▸ What you will do: Keeping every character as it is, transcribe the entries below.

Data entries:
PR #2753, opened 2023-05-31
[map] draw map points without data values

chejennifer:
- allow drawing map points even if they don't have associated data values

e.g., map point place type is SuperfundSite, no map point sv, and there is no data on median income for superfund sites
Screenshot 2023-05-30 at 10 00 07 PM

### DIFF
--- a/static/js/tools/map/d3_map.tsx
+++ b/static/js/tools/map/d3_map.tsx
@@ -184,9 +184,14 @@ export function D3Map(props: D3MapProps): JSX.Element {
             ? statVar.value.info[statVar.value.mapPointSv].title
             : "";
       }
+      const filteredMapPoints = props.mapPointValues
+        ? props.mapPoints.filter((point) => {
+            return point.placeDcid in props.mapPointValues;
+          })
+        : props.mapPoints;
       addMapPoints(
         mapContainerRef.current,
-        props.mapPoints,
+        filteredMapPoints,
         props.mapPointValues || {},
         projection,
         props.mapPointValues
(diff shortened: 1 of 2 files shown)


static/js/tools/map/d3_map.tsx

▸ The completed task:
PR #2753, opened 2023-05-31
[map] draw map points without data values

chejennifer:
- allow drawing map points even if they don't have associated data values

e.g., map point place type is SuperfundSite, no map point sv, and there is no data on median income for superfund sites
Screenshot 2023-05-30 at 10 00 07 PM

### DIFF
--- a/static/js/tools/map/d3_map.tsx
+++ b/static/js/tools/map/d3_map.tsx
@@ -184,9 +184,14 @@ export function D3Map(props: D3MapProps): JSX.Element {
             ? statVar.value.info[statVar.value.mapPointSv].title
             : "";
       }
+      const filteredMapPoints = props.mapPointValues
+        ? props.mapPoints.filter((point) => {
+            return point.placeDcid in props.mapPointValues;
+          })
+        : props.mapPoints;
       addMapPoints(
         mapContainerRef.current,
-        props.mapPoints,
+        filteredMapPoints,
         props.mapPointValues || {},
         projection,
         props.mapPointValues
(diff shortened: 1 of 2 files shown)


static/js/tools/map/d3_map.tsx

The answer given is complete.